Because we’re a bank, it’s really important that our systems are always running smoothly, so that you can access your money, use the Monzo app, and get in touch with our customer support team whenever you need to.
In the last 12 months we’ve made Monzo more reliable. But in case things do go wrong, we need to have people ready to restore our service at any time of day. This is the job of the engineering on-call team, who are available 24/7 every day of the year to respond to incidents and put things right for our customers quickly. Whether it’s during office hours, at 2am in the morning, or the middle of a holiday period, our on-call engineers are only minutes away.
Unlike most other banks, we operate a modern technology stack, built almost entirely on public cloud, open-source technology, and a microservice architecture written in Golang. We operate over 700 services in production, running on Kubernetes, and the majority of our state is stored in Cassandra. We also make use of Kafka and NSQ queuing systems to handle the processing of asynchronous transactions.

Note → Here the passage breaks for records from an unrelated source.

PR #2113, opened 2025-01-07
Fixing floating button style horizontal padding

daceball:
### Platforms Impacted
- [ ] iOS
- [ ] visionOS
- [ ] macOS

### Description of changes

Fixing UI bugs in `FluentButtonStyle(style: .floatingSubtle)` style from the fluent library.

###Actual behavior:
The icon in the Floating fluent button style is not centered because of some padding added to the icon. Icon must be centered. The fluent icon shape is an oval, but it must be a circle.

###Expected behavior:
Icon must be centered, and button frame should be a circle.

Screenshot 2024-12-18 at 4 55 43 PM

### Verification

The floating button horizontal margin from icon to frame must be symmetric.

<details>

</details>

### Pull request checklist

This PR has considered:

### DIFF
--- a/Sources/FluentUI_iOS/Components/Button/FluentButtonStyle.swift
+++ b/Sources/FluentUI_iOS/Components/Button/FluentButtonStyle.swift
@@ -97,12 +97,11 @@ public struct FluentButtonStyle: SwiftUI.ButtonStyle {
     private var edgeInsets: EdgeInsets {
         let size = size
         let horizontalPadding = ButtonTokenSet.horizontalPadding(style: style, size: size)
-        let fabAlternativePadding = ButtonTokenSet.fabAlternativePadding(size)
         return EdgeInsets(
             top: .zero,
             leading: horizontalPadding,
             bottom: .zero,
-            trailing: style.isFloating ? fabAlternativePadding : horizontalPadding
+            trailing: horizontalPadding
         )
     }
 


Sources/FluentUI_iOS/Components/Button/FluentButtonStyle.swift
```diff
@@ -97,12 +97,11 @@ public struct FluentButtonStyle: SwiftUI.ButtonStyle {
     private var edgeInsets: EdgeInsets {
         let size = size
         let horizontalPadding = ButtonTokenSet.horizontalPadding(style: style, size: size)
-        let fabAlternativePadding = ButtonTokenSet.fabAlternativePadding(size)
```
mischreiber, line 100: Can you check to see how this affects FAB controls with text? IIRC this alternate padding was used to ensure that buttons with text had the right amount of padding, which was slightly higher on the trailing edge.

daceball: Sure! In the Figma the trailing and leading padding have same values.

image

image

This is how the FAQ with text looks after the update I made. Please let me know if it looks good and if there are other scenarios I should test. Thanks! (:

Screenshot 2025-01-07 at 12 25 18 PM

daceball: I could also add one more condition to only use the extra padding if there is text in the label, just to make sure I won't affect other scenarios. Working on it!

daceball: @mischreiber Could you confirm if the FAB with text example I added above looks correct? thanks!

mischreiber: There's something odd going on -- look at how much space there is between the right edge of the word `Label` and the actual bounding box that's being calculated. I'm investigating what's going on there now.

mischreiber: Confirmed: there appears to be a 4pt spacing between the actual label's bounding box, and the box being measured against.

image

daceball: oh got it! Thanks Mike! Gonna add this extra padding only when there is some text in the label and 0 extra padding for icon only. Working on it!

daceball: Updated to only use the alternative padding if the button is a FAB with text, so that clients can call it as:
```
FluentButtonStyle(style: .floatingSubtle, isIconOnly: true)
```

Screenshot 2025-01-09 at 4 33 44 PM

anandrajeswaran: Is there a way we can figure out where those extra 4pts of spacing are coming from? Feels like a slightly painful API if users have to duplicate information of whether it has a label to us?

mischreiber: It's definitely an intentional design decision. The component looks unbalanced without the extra padding.

daceball: @mischreiber Thank you for confirming that this is by design. Could you please let me know if you agree with the fix I made by adding the `isIconOnly` parameter to the style init: `FluentButtonStyle(style: .floatingSubtle, isIconOnly: true)`? Thanks

joannaquu: @daceball is there a way to internally determine if it's an iconOnly/textOnly button, I agree with Anand that this is a slightly painful api then

daceball: @mischreiber Looks like `ButtonStyle` doesn’t have a built-in way to figure out if a button is icon-only or icon+text. In `makeBody(configuration:)`, the `configuration.label` is just a `View`, so the style doesn’t get any extra info about whether there’s text or just an icon. We’d have to pass this info as a parameter (like in my last commit). I can think of the following approaches:

- Pass a parameter indicating the type of floating button: icon-only or icon+text.
- Create a new style type (e.g., `style: .floatingSubtleIconOnly`) and pick the right padding for each type.
- Update the design and use the same padding for both icon-only and icon+text.

Let me know what you think about these options or if you have another idea to solve this bug. I'd really appreciate your input!

daceball: @mischreiber friendly ping. Thanks :)

PR #2114, opened 2025-01-13
Added large custom view size to MSFTableViewCell

nabil-k:
### Platforms Impacted
- [X] iOS
- [ ] visionOS
- [ ] macOS

### Description of changes
- Added a large custom view size option MSFTableViewCell to accommodate larger custom views. 
- TableViewCell.swift
  - Forcing two line layout when using the new large size if the layout type was trying to be one line.
- Added the large custom view size example to the demo app
### Binary change

N/A

### Verification
When using a fluent avatar with size 40 and then setting an activity, for example:
```
let avatar = MSFAvatar(style: .default, size: .size40)
avatar.state.activityStyle = .circle
avatar.state.activityImage = UIImage(systemName: "star")
avatar.state.image = UIImage(systemName: "person")
```
The avatar view will actually go from having 40x40 dimensions, to having 46x46 dimensions. When using the fluent table view cell which can only accommodate 40x40, this causes the unread status to make contact with the custom view. However, when using the new large custom view, that is no longer the case.

| Before (Using medium custom view size) | After (using new large custom view size)     |
| image | image |
</details>

| Before (Not forcing two line layout for large custom view size) | After (forcing two line layout for large custom view size) |
| image  | image |
</details>

Large custom view size added to testapp:
image

### Pull request checklist

This PR has considered:
 ###### Microsoft Reviewers: [Open in CodeFlow](https://microsoft.github.io/open-pr/?codeflow=https://github.com/microsoft/fluentui-apple/pull/2114)

### DIFF
--- a/Demos/FluentUIDemo_iOS/FluentUI.Demo/TableViewSampleData.swift
+++ b/Demos/FluentUIDemo_iOS/FluentUI.Demo/TableViewSampleData.swift
@@ -25,6 +25,7 @@ class TableViewSampleData {
         let hasCustomAccessoryView: Bool
         let hasCustomLeadingView: Bool
         let hasHandler: Bool
+        let customViewSize: MSFTableViewCellCustomViewSize?
 
         init(title: String,
              items: [Item] = [],
@@ -41,7 +42,8 @@ class TableViewSampleData {
              hasCustomLinkHandler: Bool = false,
              hasCustomAccessoryView: Bool = false,
              hasCustomLeadingView: Bool = false,
-             hasHandler: Bool = false) {
+             hasHandler: Bool = false,
+             customViewSize: MSFTableViewCellCustomViewSize? = nil) {
             self.title = title
             self.items = items
             self.isUnreadDotVisible = isUnreadDotVisible
@@ -58,6 +60,7 @@ class TableViewSampleData {
             self.hasCustomAccessoryView = hasCustomAccessoryView
             self.hasCustomLeadingView = hasCustomLeadingView
             self.hasHandler = hasHandler
+            self.customViewSize = customViewSize
         }
     }
 
--- a/Demos/FluentUIDemo_iOS/FluentUI.Demo/TableViewSampleData.swift
+++ b/Demos/FluentUIDemo_iOS/FluentUI.Demo/TableViewSampleData.swift
@@ -24,8 +24,8 @@ class TableViewSampleData {
         let hasCustomLinkHandler: Bool
         let hasCustomAccessoryView: Bool
         let hasCustomLeadingView: Bool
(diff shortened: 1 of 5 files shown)


joannaquu:
have we run this pass design yet?

nabil-k:
Haven't followed up with any designers about this regarding fluent specifically.

anandrajeswaran:
Is the issue really that we need a new size? Or is it just a layout (implementation) issue at an existing size?

nabil-k:
Followed up with @joannaquu offline and reaching out to designers. Will provide an update when I hear back.

@anandrajeswaran I think the issue is that we'd need a new size. From that I've seen in a design the avatars with activities are supposed to be 46x46. But I'll pass this question along with design and see what they say if the adjustment that needs to be made is related to the table view cell or the avatar.

nabil-k:
Spoke with design and they were okay with this change. They didn't have any opinions though on if the change should be made to the avatar v.s. the table cell.

anandrajeswaran:
> Followed up with @joannaquu offline and reaching out to designers. Will provide an update when I hear back.
> 
> @anandrajeswaran I think the issue is that we'd need a new size. From that I've seen in a design the avatars with activities are supposed to be 46x46. But I'll pass this question along with design and see what they say about if the adjustment that needs to be made is related to the table view cell or the avatar.

Can you add an example in the Demo app? May be interesting to  show how this looks relative to other similarly sized cells and what impact that has on consuming code

nabil-k:

Demos/FluentUIDemo_iOS/FluentUI.Demo/TableViewSampleData.swift
```diff
@@ -41,7 +42,8 @@ class TableViewSampleData {
              hasCustomLinkHandler: Bool = false,
              hasCustomAccessoryView: Bool = false,
              hasCustomLeadingView: Bool = false,
-             hasHandler: Bool = false) {
+             hasHandler: Bool = false,
+             customViewSize: MSFTableViewCellCustomViewSize? = nil) {
```
joannaquu, line 46: what's a nil size end up being/should we make it an explicit default size

joannaquu: also nit: can we move this under `hasCustomLeadingView`

joannaquu:
sorry, just thought of one more thing to check. `MSFTableViewCellCustomViewSize` should be used in `ListItem`, as well `PersonaCell`, `PopupMenuCell`. can you double check that this change does not affect them?

nabil-k:
Checked with those controls and didn't see they'd be affected. But I'm going to close this PR since I was able to get the same results by just overriding the tokens for the custom view.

The rapid growth of our customer base, engineers and services has posed some interesting challenges for operations and on-call. We’ve made a lot of changes to improve how this works, both for Monzo as a company, and for the engineers responsible for supporting it, and we wanted to share what we’ve learnt so far.
Our on-call team
There are two common patterns for on-call teams.
At one end of the spectrum, you can have a central ops team which is solely responsible for on-call and the uptime of a service. One issue with this is that it breeds a tension between teams with misaligned incentives: developers want to make changes and ship new features, while ops want to maintain the status quo to keep things stable.
At the opposite end of the spectrum you can have every team on-call and responsible for the uptime of their services. Typically, this leads to a healthier culture as teams writing software are incentivised to make their services operable. But it does come with some drawbacks: it can be financially costly for the company if you’re compensating on-callers fairly (which you absolutely should be!), and being on-call can also have a strain on engineers’ lives and wellbeing.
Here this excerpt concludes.